↓
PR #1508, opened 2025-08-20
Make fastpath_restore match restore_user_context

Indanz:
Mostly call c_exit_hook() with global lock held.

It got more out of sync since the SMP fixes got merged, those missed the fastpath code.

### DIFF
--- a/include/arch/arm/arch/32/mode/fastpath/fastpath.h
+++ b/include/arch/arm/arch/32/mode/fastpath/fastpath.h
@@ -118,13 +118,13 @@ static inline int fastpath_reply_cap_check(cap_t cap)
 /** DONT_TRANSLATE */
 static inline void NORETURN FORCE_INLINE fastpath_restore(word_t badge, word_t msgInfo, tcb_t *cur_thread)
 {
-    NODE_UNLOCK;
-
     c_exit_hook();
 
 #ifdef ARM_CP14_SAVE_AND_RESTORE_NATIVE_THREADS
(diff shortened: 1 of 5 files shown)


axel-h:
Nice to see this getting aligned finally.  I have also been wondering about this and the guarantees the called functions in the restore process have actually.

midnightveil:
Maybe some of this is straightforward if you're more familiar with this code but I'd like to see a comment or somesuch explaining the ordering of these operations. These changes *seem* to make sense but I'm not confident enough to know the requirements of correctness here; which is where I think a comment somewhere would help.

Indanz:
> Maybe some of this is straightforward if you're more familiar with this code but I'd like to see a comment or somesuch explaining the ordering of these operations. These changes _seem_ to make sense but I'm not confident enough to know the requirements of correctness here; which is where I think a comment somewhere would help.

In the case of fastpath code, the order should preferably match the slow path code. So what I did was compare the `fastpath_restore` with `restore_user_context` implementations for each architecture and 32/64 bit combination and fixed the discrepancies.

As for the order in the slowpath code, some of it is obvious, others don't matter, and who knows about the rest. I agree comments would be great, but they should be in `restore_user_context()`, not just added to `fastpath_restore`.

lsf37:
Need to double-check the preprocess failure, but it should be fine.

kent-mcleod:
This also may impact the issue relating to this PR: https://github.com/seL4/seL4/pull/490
↑
▸ Task item
Repeat exactly the lines of the material above, taking the first line, the line with "In the case", and every line between them.

▸ Response for this exercise
PR #1508, opened 2025-08-20
Make fastpath_restore match restore_user_context

Indanz:
Mostly call c_exit_hook() with global lock held.

It got more out of sync since the SMP fixes got merged, those missed the fastpath code.

### DIFF
--- a/include/arch/arm/arch/32/mode/fastpath/fastpath.h
+++ b/include/arch/arm/arch/32/mode/fastpath/fastpath.h
@@ -118,13 +118,13 @@ static inline int fastpath_reply_cap_check(cap_t cap)
 /** DONT_TRANSLATE */
 static inline void NORETURN FORCE_INLINE fastpath_restore(word_t badge, word_t msgInfo, tcb_t *cur_thread)
 {
-    NODE_UNLOCK;
-
     c_exit_hook();
 
 #ifdef ARM_CP14_SAVE_AND_RESTORE_NATIVE_THREADS
(diff shortened: 1 of 5 files shown)


axel-h:
Nice to see this getting aligned finally.  I have also been wondering about this and the guarantees the called functions in the restore process have actually.

midnightveil:
Maybe some of this is straightforward if you're more familiar with this code but I'd like to see a comment or somesuch explaining the ordering of these operations. These changes *seem* to make sense but I'm not confident enough to know the requirements of correctness here; which is where I think a comment somewhere would help.

Indanz:
> Maybe some of this is straightforward if you're more familiar with this code but I'd like to see a comment or somesuch explaining the ordering of these operations. These changes _seem_ to make sense but I'm not confident enough to know the requirements of correctness here; which is where I think a comment somewhere would help.

In the case of fastpath code, the order should preferably match the slow path code. So what I did was compare the `fastpath_restore` with `restore_user_context` implementations for each architecture and 32/64 bit combination and fixed the discrepancies.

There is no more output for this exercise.